Closed Caption Research: File Naming Protocols

As I return to researching #ClosedCaptions, I’m rediscovering a challenge in #CaptionStudies: file naming protocols. This is not a new problem, and any researcher working with volumes of content faces this challenge.

Given my current focus on closed captions from #streaming platforms, some of my naming protocols seem easier than if I was comparing streamed captions to DVD and BluRay captions–to discover captioning differences for the same movie or show, for example. I suspect that would be a headache. That said, here’s what I’ve found so far as vital:

  • Media title: PB or PeakyBlinders for Peaky Blinders
  • Season & Episode: S1E1 for Season 1, Episode 1
  • Source: NF, Ama, H for Netflix; Amazon; Hulu
  • Capture Date: 27Apr22 for 27 April 2022
  • Scene key words: Vomit for Grace’s vomiting & coughing scene in Peaky Blinders
  • Time stamp: 2202 for 22:02 minutes into the scene

So, a file name would read: PeakyBlindersS1E1Netflix27Apr22Vomit2202. That’s a pretty long file name, and there is plenty of room for errors.

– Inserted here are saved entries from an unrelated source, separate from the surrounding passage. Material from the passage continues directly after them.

PR #1019, opened 2018-10-20
Added widgetVar to slider2

### LINKED ISSUE #988: Expose slider2 JS object to window

jepsar:
This will fix #988

A PR for the showcase will follow. **Update**: https://github.com/TheCoder4eu/BootsFacesWeb/pull/59

### DIFF
--- a/src/main/java/net/bootsfaces/component/poll/Poll.java
+++ b/src/main/java/net/bootsfaces/component/poll/Poll.java
@@ -17,7 +17,6 @@
  */
 package net.bootsfaces.component.poll;
 
-import javax.faces.context.FacesContext;
 import javax.faces.event.AbortProcessingException;
 import javax.faces.event.ComponentSystemEvent;
 import javax.faces.event.ListenerFor;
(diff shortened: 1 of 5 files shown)


stephanrauh:
Looks good, thanks! Just one suggestion: you've renamed the widget variable. If someone's using this variable, that's a breaking change. So we should either document it as a breaking change, or we should leave the variable name unchanged.

jepsar:
@stephanrauh I only changed the Java name (which did not meet Java standards) that was used in a private method. That won't cause any problems will it?

jepsar:
.. ah, if you mean the "_sv" part, that was moved. So the name is still the same:

https://github.com/jepsar/BootsFaces-OSP/blob/a6b5f2e1c59c7f4cdad2a29d3f52e1aac8602aad/src/main/java/net/bootsfaces/component/slider2/Slider2Renderer.java#L389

I have shortened items where possible:

  • PB or Peaky for Peaky Blinders
  • NF for Netflix; Ama for Amazon; H for Hulu

There is another problem, though, and that has to do with time stamps–at least on Netflix. When I hover over the red dot on the timeline, I get a 10-20 second variation on the timestamp. A better indicator is going to the far right of the timeline, which shows time remaining, and deduct that from the show’s overall playtime. Another option is to simply identify the caption’s timestamp on the caption file. It’s just frustrating not having an exact clip time on Netflix’s video player.

Any thoughts or suggestions are welcome!